Be careful - you are applying the reasoning about a static situation to a situation that is not static. This rod will be rotationally and linearly accelerating, so you can no longer assume the net force or net torque is zero - $\Sigma F_y = m a_y$, and $a_y \ne 0$.

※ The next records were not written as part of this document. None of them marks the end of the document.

PR #5561, opened 2020-07-29
Added untriaged labels to all new issues

BenVillalobos:
This should help with our bug triage meeting.


Forgind:
Do you think it might be worth it to add a "doesn't fit any other category" type of issue?

Issue #5454, opened 2020-06-23
Detect macOS in Big Sur-compatible way


rainersigwald:
https://github.com/microsoft/msbuild/blob/6019483f9105a83f8a5bf1fb781ff4a5091f1df5/src/Shared/NativeMethodsShared.cs#L636-L647

This will stop working in the next version of macOS:

> New in macOS Big Sur 11 beta, the system ships with a built-in dynamic linker cache of all system-provided libraries. As part of this change, copies of dynamic libraries are no longer present on the filesystem. Code that attempts to check for dynamic library presence by looking for a file at a path or enumerating a directory will fail. Instead, check for library presence by attempting to `dlopen()` the path, which will correctly check for the library in the cache. (62986286)

(@akoeplinger pointed this out offline)

akoeplinger:
I just tried on an macOS 11 installation and it looks like `/usr/lib/libc.dylib` is still there, even though with a broken symlink:
```
/usr/lib/libc.dylib -> /usr/lib/libSystem.dylib -> libSystem.B.dylib (doesn't exist)
```

The File.Exists() check still returns true though so we should be good for now. There's still the possibility that Apple just didn't remove this .dylib in the first Beta though so we need to keep an eye on it.

rainersigwald:
We should probably just call [`RuntimeInformation.IsOSPlatform(OSPlatform.OSX)`](https://docs.microsoft.com/dotnet/api/system.runtime.interopservices.runtimeinformation.isosplatform?view=netcore-3.1) anyway; I don't think there's a need to roll it our own way any more.

akoeplinger:
Agreed.

dalexsoto:
@rainersigwald / @akoeplinger  looks like `libc` is now gone for good in macOS 11.0 Beta 3 and it is causing issues like these https://gist.github.com/dalexsoto/9e8f2c804ec7ba2adac36360d1059ea4

> alex@iDxBS ~ % ls -l /usr/lib/libc.dylib
> ls: /usr/lib/libc.dylib: No such file or directory

akoeplinger:
Yeah, confirmed it is gone on my macOS 11 beta 3 too...

PR #5568, opened 2020-07-30
Mono: use RuntimeInformation.IsOSPlatform to check for macOS

akoeplinger:
Follows what we already do for Windows.

Fixes https://github.com/dotnet/msbuild/issues/5454

### DIFF
--- a/src/Shared/NativeMethodsShared.cs
+++ b/src/Shared/NativeMethodsShared.cs
@@ -627,28 +627,25 @@ namespace Microsoft.Build.Shared
 #endif
         }
 
-#if MONO
+#if !CLR2COMPATIBILITY
         private static bool? _isOSX;
 #endif
+
         /// <summary>
         /// Gets a flag indicating if we are running under Mac OSX
         /// </summary>
         internal static bool IsOSX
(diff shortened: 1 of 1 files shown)


src/Shared/NativeMethodsShared.cs
```diff
@@ -627,28 +627,25 @@ internal static bool IsWindows
...
+#if !CLR2COMPATIBILITY
         private static bool? _isOSX;
 #endif
+
         /// <summary>
         /// Gets a flag indicating if we are running under Mac OSX
         /// </summary>
         internal static bool IsOSX
         {
-#if MONO
```
Forgind, line 638: Can Mono never CLR2 compatible? If it can be, might need an extra case for this.

cdmihai: The compat check is there because that old CLR didn't have nullable structs, the diff makes sense.

cdmihai: The CLR2 check is there because that version does not have RuntimeInformation, switching from Mono to that makes sense.

Issue #4906, opened 2019-11-09
Nodemode failure


Forgind:
There seems to be a problem with nodemode (an internal flag) without an argument.
I set MSBUILDDEBUGONSTART to 1 and built a project that referenced two other libraries using the command:
`<path to MSBuild.exe> <path to project file> /m /nodemode /nodereuse:false`

Expected behavior: useful error message about how nodemode works.
Actual behavior: unexpected bug with a message asking me to file a bug on GitHub.

This should not be an important issue because is has minimal customer impact, but it still might be nice to have a better error message.

abc516:
Hi @Forgind I'm willing to take this on. Any tips on how to approach?

Forgind:
Thanks @abc516!

It turns out this was resolved by https://github.com/dotnet/msbuild/pull/5569, but we didn't realize it until I tried to reproduce this issue just now. Let me know if there are any others you'd like to try!

PR #5569, opened 2020-07-30
Fix watson crashes in StartLocalNode.  

marcpopMSFT:
Customer may be trying to call this without setting a node or setting a value of 1 both which will trigger an index out of range exception.
https://devdiv.visualstudio.com/DevDiv/_workitems/edit/1157058

### DIFF
--- a/src/MSBuild/XMake.cs
+++ b/src/MSBuild/XMake.cs
@@ -2624,7 +2624,8 @@ namespace Microsoft.Build.CommandLine
 
                         // If FEATURE_NODE_REUSE is OFF, just validates that the switch is OK, and always returns False
                         bool nodeReuse = ProcessNodeReuseSwitch(commandLineSwitches[CommandLineSwitches.ParameterizedSwitch.NodeReuse]);
-                        bool lowpriority = commandLineSwitches[CommandLineSwitches.ParameterizedSwitch.LowPriority][0].Equals("true");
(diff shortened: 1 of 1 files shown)


src/MSBuild/XMake.cs
```diff
@@ -2624,7 +2624,7 @@ private static void StartLocalNode(CommandLineSwitches commandLineSwitches)
 
                         // If FEATURE_NODE_REUSE is OFF, just validates that the switch is OK, and always returns False
                         bool nodeReuse = ProcessNodeReuseSwitch(commandLineSwitches[CommandLineSwitches.ParameterizedSwitch.NodeReuse]);
-                        bool lowpriority = commandLineSwitches[CommandLineSwitches.ParameterizedSwitch.LowPriority][0].Equals("true");
+                        bool lowpriority = commandLineSwitches[CommandLineSwitches.ParameterizedSwitch.LowPriority].Length > 0 ? commandLineSwitches[CommandLineSwitches.ParameterizedSwitch.LowPriority][0].Equals("true") : false;
```
Forgind, line 2627: Might be good to factor out commandLineSwitches[CommandLineSwitches.ParameterizedSwitch.LowPriority]. Also, if they use it, but they use it wrong, do you think it's more likely they were trying to turn it on or off?

Forgind:
Turns out this resolved #4906, too. Thanks!

PR #5571, opened 2020-07-31
Revert "Add ability to set a help link for errors/warnings (#5488)"

BenVillalobos:
This reverts commit 8343d638eaad09f38fa145b3fc98a2a316d64512.

Which is very clearly causing cloudbuild failures:
```
Q:\cmd\b\src\venus\project\webapp\tasks\GetSilverlightItemsFromProperty.cs(114,21): error CS0121: The call is ambiguous between the following methods or properties: 'TaskLoggingHelper.LogError(string, string, string, string, int, int, int, int, string, params object[])' and 'TaskLoggingHelper.LogError(string, string, string, string, int, int, int, int, string, string, params object[])' 
Q:\cmd\b\src\venus\project\webapp\tasks\CopyFilesToFolders.cs(148,25): error CS0121: The call is ambiguous between the following methods or properties: 'TaskLoggingHelper.LogError(string, string, string, string, int, int, int, int, string, params object[])' and 'TaskLoggingHelper.LogError(string, string, string, string, int, int, int, int, string, string, params object[])' 
Log location: \\BN01APB8F60E51D\d$\dbs\sh\ddvsm\0731_134247_0\src\venus\project\webapp\tasks\Logs\Retail\X86 

```


Forgind:
Fortunately, we don't need this anymore.

PR #5574, opened 2020-08-01
use nameof instead of string

### LINKED ISSUE #5573: Use nameof instead of string
There are many locations where inline strings are used when using nameof would be more appropriate and less error prone.

elachlan:
Fixes #5573.


BenVillalobos:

If the rod is instantaneously horizontal and at rest, it's not too hard to find $F_n$ at that moment:

$$\Sigma F_y = M a_y$$ $$F_N - M g = M a$$

We can get more information about the rod by using the rotational version of Newton's 2nd law:

$$\Sigma \tau = I \ddot \theta$$

Where $\tau$ is a torque, $I$ is the moment of inertia of the rod, and $\theta$ is the angle between the rod and the horizontal. Let $l$ be the distance between the center of mass and the fulcrum:

$$M g l = I \ddot \theta$$

We can find a geometrical relationship between the angular and linear accelerations:

$$y_{CM} = - l sin(\theta), ~~x_{CM} = l cos(\theta)$$

Using the simplifying fact that we are only concerned with the instant when the rod is at rest and horizontal, we can differentiate with respect to time (what follows is only valid at that instant):

$$\ddot y_{CM} = a_y = - l cos(\theta) \ddot \theta + l sin(\theta) \dot \theta^2$$ $$\ddot y_{CM} = a_x = -l sin(\theta) \ddot \theta - l cos(\theta) \dot \theta^2$$ Since $\theta = 0$ and $\dot \theta = 0$ at this instant,

$$a_y = - l \ddot \theta, ~~a_x = 0$$ $$\ddot \theta = - \frac{a_y}{l}$$

Substituting into the rotational version of Newton's 2nd law:

$$M g l = - I \frac{a_y}{l}$$ $$a_y = - \frac{M g l^2}{I}$$

Substituting into the linear Newton's 2nd law:

$$F_n - M g = - \frac{M^2 g l^2}{I}$$

Substituting the moment of inertia about the fulcrum (which can be obtained with the parallel axis theorem) $I = \frac{1}{12} M L^2 + M l^2$$

$$F_n - M g = - \frac{M^2 g l^2}{\frac{1}{12} M L^2 + M l^2}$$

Simplifying and solving for $F_n$...

$$F_n = M g \left(1 - \frac{l^2}{\frac{1}{12} L^2 + l^2}\right)$$

To sanity-check this answer, we can return to the balanced case where the center of mass is directly over the fulcrum ($l = 0$), which gives us the familiar result $F_n = M g$. Additionally, as $L \rightarrow \infty$, the moment of inertia increases, which should cause the rod to rotate more slowly, and indeed, $F_n$ approaches its value for the static situation in that limit.